Car cette chronique, ça fait un moment que je dois la rédiger, le Grand Orchestrateur de ce blog m’en ayant d’ailleurs récemment touché un mot. Mais c’est que j’ai été tellement choqué par la perte de l’idole des jeunes, moi… Alors voilà : Steven Wilson, c’est aussi un peu le pote qu’on a tous envie d’avoir. Il est intelligent (il a des lunettes), il est cool (il a les cheveux longs), il sent le sable chaud (il est blond) et en plus il joue toujours pieds-nus sur scène.
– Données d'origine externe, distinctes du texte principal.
PR #3013, opened 2019-05-25
STORM-3396:fix uploading dependency jars too slow when storm client and server located in different IDC

StaticMian:
when storm client and server is locating in different IDC(one is in Beijing, while another in Shanghai), uploading dependency jars may take a very long long time(in my case, 31minutes!)...

    when I digged into this, I found that in DependencyUploader,  method "uploadDependencyToBlobStore" using JDK NIO's Files.copy to upload local jars to remote Blob server. In Files.copy(Path, OutputStream), the buffer size is 8k by default, given that latency between Beijing and Shanghai is about 20ms, a dependency fat jar of 360M finally cost me 'a lunch time' to finish uploading!!!

### DIFF
--- a/storm-client/src/jvm/org/apache/storm/dependency/DependencyUploader.java
+++ b/storm-client/src/jvm/org/apache/storm/dependency/DependencyUploader.java
@@ -20,11 +20,13 @@ package org.apache.storm.dependency;
 
 import java.io.File;
 import java.io.IOException;
+import java.io.InputStream;
 import java.nio.file.Files;
 import java.util.ArrayList;
 import java.util.Collection;
 import java.util.List;
 import java.util.Map;
+import org.apache.storm.Config;
 import org.apache.storm.blobstore.AtomicOutputStream;
 import org.apache.storm.blobstore.BlobStoreAclHandler;
 import org.apache.storm.blobstore.ClientBlobStore;
@@ -35,18 +37,22 @@ import org.apache.storm.generated.KeyAlreadyExistsException;
 import org.apache.storm.generated.KeyNotFoundException;
 import org.apache.storm.generated.SettableBlobMeta;
 import org.apache.storm.shade.com.google.common.annotations.VisibleForTesting;
+import org.apache.storm.utils.ObjectReader;
 import org.apache.storm.utils.Utils;
 import org.slf4j.Logger;
 import org.slf4j.LoggerFactory;
+import org.apache.storm.shade.org.apache.commons.io.IOUtils;
 
 public class DependencyUploader {
     public static final Logger LOG = LoggerFactory.getLogger(DependencyUploader.class);
 
     private final Map<String, Object> conf;
     private ClientBlobStore blobStore;
+    private int uploadChuckSize;
 
     public DependencyUploader() {
         conf = Utils.readStormConfig();
+        this.uploadChuckSize = ObjectReader.getInt(conf.get(Config.STORM_BLOBSTORE_DEPENDENCY_JAR_UPLOAD_CHUCK_SIZE_BYTES), 1024 * 1024);
     }
 
     public void init() {
@@ -157,7 +163,9 @@ public class DependencyUploader {
             AtomicOutputStream blob = null;
             try {
                 blob = getBlobStore().createBlob(key, new SettableBlobMeta(acls));
-                Files.copy(dependency.toPath(), blob);
+                try(InputStream in = Files.newInputStream(dependency.toPath())) {
+                    IOUtils.copy(in, blob, this.uploadChuckSize);
+                }
                 blob.close();
                 blob = null;
 
--- a/conf/defaults.yaml
+++ b/conf/defaults.yaml
@@ -144,6 +144,7 @@ nimbus.blobstore.class: "org.apache.storm.blobstore.LocalFsBlobStore"
 nimbus.blobstore.expiration.secs: 600
 
 storm.blobstore.inputstream.buffer.size.bytes: 65536
+storm.blobstore.dependency.jar.upload.chuck.size.bytes: 1048576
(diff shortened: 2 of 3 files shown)


storm-client/src/jvm/org/apache/storm/dependency/DependencyUploader.java
```diff
@@ -44,9 +51,12 @@
 
     private final Map<String, Object> conf;
     private ClientBlobStore blobStore;
+    private static final int DEFAULT_CHUCK_SIZE = 1024 * 1024;
```
srdo: I think this should go in https://github.com/apache/storm/blob/master/conf/defaults.yaml so it's obvious to users what the default value is.

storm-client/src/jvm/org/apache/storm/dependency/DependencyUploader.java
```diff
@@ -157,7 +167,14 @@ private boolean uploadDependencyToBlobStore(String key, File dependency)
             AtomicOutputStream blob = null;
             try {
                 blob = getBlobStore().createBlob(key, new SettableBlobMeta(acls));
-                Files.copy(dependency.toPath(), blob);
+//              Files.copy(dependency.toPath(), blob);
```
srdo: Please delete this.

storm-client/src/jvm/org/apache/storm/dependency/DependencyUploader.java
```diff
@@ -176,6 +193,22 @@ private boolean uploadDependencyToBlobStore(String key, File dependency)
         return uploadNew;
     }
 
+    private long doUploadDependencyJar(Path source, OutputStream destination) throws IOException{
```
srdo: I think the idea here is great, but we should try to use existing tools instead. How about https://commons.apache.org/proper/commons-io/javadocs/api-2.5/org/apache/commons/io/IOUtils.html#copyLarge(java.io.InputStream,%20java.io.OutputStream,%20byte[])?

storm-client/src/jvm/org/apache/storm/dependency/DependencyUploader.java
```diff
@@ -176,6 +193,22 @@ private boolean uploadDependencyToBlobStore(String key, File dependency)
...
+        Objects.requireNonNull(destination);
+        try (InputStream in = source.getFileSystem().provider().newInputStream(source)) {
```
srdo: How about https://docs.oracle.com/javase/8/docs/api/java/nio/file/Files.html#newInputStream-java.nio.file.Path-java.nio.file.OpenOption...- instead?

storm-client/src/jvm/org/apache/storm/dependency/DependencyUploader.java
```diff
@@ -157,7 +167,14 @@ private boolean uploadDependencyToBlobStore(String key, File dependency)
             AtomicOutputStream blob = null;
             try {
                 blob = getBlobStore().createBlob(key, new SettableBlobMeta(acls));
-                Files.copy(dependency.toPath(), blob);
+//              Files.copy(dependency.toPath(), blob);
+
+                /***
+                 * By default, {@link java.nio.file.Files#copy(Path, OutputStream)} copy bytes only 8k each time,
```
srdo: I think this comment should be deleted before we merge, as it only makes sense when looking at the current diff.

storm-client/src/jvm/org/apache/storm/dependency/DependencyUploader.java
StaticMian: thanks for the heads up !

storm-client/src/jvm/org/apache/storm/dependency/DependencyUploader.java
StaticMian: ok...

storm-client/src/jvm/org/apache/storm/dependency/DependencyUploader.java
StaticMian: clever! thanks for the advice...

storm-client/pom.xml
```diff
@@ -83,6 +83,11 @@
             <artifactId>kryo</artifactId>
         </dependency>
 
+        <dependency>
+            <groupId>commons-io</groupId>
```
srdo: This is not necessary. IOUtils is already available somewhere under the `org.apache.storm.shade` namespace. Try removing this again, and letting your IDE add the import in DependencyUploader

StaticMian: Thank you for your patience！

storm-client/src/jvm/org/apache/storm/dependency/DependencyUploader.java
```diff
@@ -154,10 +160,15 @@ private boolean uploadDependencyToBlobStore(String key, File dependency)
             acls.add(new AccessControl(AccessControlType.OTHER,
                                        BlobStoreAclHandler.READ));
 
+            InputStream in = null;
             AtomicOutputStream blob = null;
             try {
+                in = Files.newInputStream(dependency.toPath());
```
srdo: Please use try-with-resources as you did before, it is better and safer.

StaticMian: Good idea! But, does two 'try's look pretty? also I want to keep the code style same with blob...
ok, I'll try the try-with-resources

StaticMian: Thanks again for your advice. This is my first time to commit a PR,  I am learning how to do it formally. To save your time, when that being done, I'll notice you.

srdo:
+1

PR #3021, opened 2019-06-06
[STORM-3406] Allow customizing storm-hdfs FileReader

kishorvpatil:


srdo:
It looks like we're constructing instances of FileReader by reflection. We're calling two different constructors:

https://github.com/apache/storm/blob/22440747aa0f2ed3f3d26baec9140f79bb82f644/external/storm-hdfs/src/main/java/org/apache/storm/hdfs/spout/HdfsSpout.java#L699

https://github.com/apache/storm/blob/22440747aa0f2ed3f3d26baec9140f79bb82f644/external/storm-hdfs/src/main/java/org/apache/storm/hdfs/spout/HdfsSpout.java#L699

I think if we're going to make the interface public, we should also have a factory interface that requires factories to have those two methods. We can then replace the code I linked with calls to the factory methods. That way users won't have to read the code to know that they need to implement constructors that match the calls linked above.

PR #3023, opened 2019-06-10
[STORM-3401] Add OpenLab CI configuration for ARM64 build

Yikun:
This patch adds the CI configuration to enable the support for arm
build in OpenLab.

After this, each pull request in theopenlab/storm will trigger the
storm-arm64-build job which verified the arm build on ARM cluster.


rzo1:
@Yikun Is this still a thing?

PR #3024, opened 2019-06-13
STORM-3408 - update rocks version

thecoop:
https://issues.apache.org/jira/browse/STORM-3408

The current version of rocks doesn't work on some installs of windows 10. Update to the most recent 5.x version


srdo:
The changes look good, and going by https://github.com/facebook/rocksdb/wiki/RocksDB-Compatibility-Between-Different-Releases we should be fine to upgrade to new versions without requiring users to do any manual migration steps.

+1

PR #3029, opened 2019-06-18
copyright year set to 2019

jnioche:
Have I just won the prize for the most trivial contribution ever?


srdo:
Thanks for noticing and fixing.

PR #3031, opened 2019-06-19
STORM-3409: Build shaded deps with dependencies, instead of as a loos…

srdo:
…e module, never upload Storm artifacts to Travis build cache to ensure a clean slate for each build. Remove license plugin configuration until we can upgrade to 1.21, as it breaks clean builds.

https://issues.apache.org/jira/browse/STORM-3409

This issue seems to be the cause of the current Travis failures.

I'll add the license plugin back as soon as 1.21 releases. The current version is breaking the build, as it causes Maven to try to resolve e.g. storm-client before it is built.

### DIFF
--- a/.travis.yml
+++ b/.travis.yml
@@ -23,6 +23,10 @@ env:
 dist: trusty
 sudo: required
 
+before_cache:
+# Never upload Storm artifacts to the build cache, ensuring a clean slate every time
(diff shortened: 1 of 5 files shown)


srdo:
@Ethanlm Thanks for reviewing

C’est carrément trop un winner, quoi ! En plus du groupe phare de la scène progressive qu’il mène depuis une trentaine d’années Porcupine Tree, le gars cumule les projets avec un appétit à donner des frissons à Frédéric Michalak et Paul Bocuse (paix à son âme) réunis : No Man, Storm Corrosion, Bass Communion, Incredible Expanding Mindfuck – même les noms de ses groupes, c’est d’la balle, un winner, j’vous dis. Aujourd’hui, c’est un cinquième album solo que le Britannique propose, affirmant vouloir y célébrer les groupes de pop progressive qui ont marqué sa jeunesse.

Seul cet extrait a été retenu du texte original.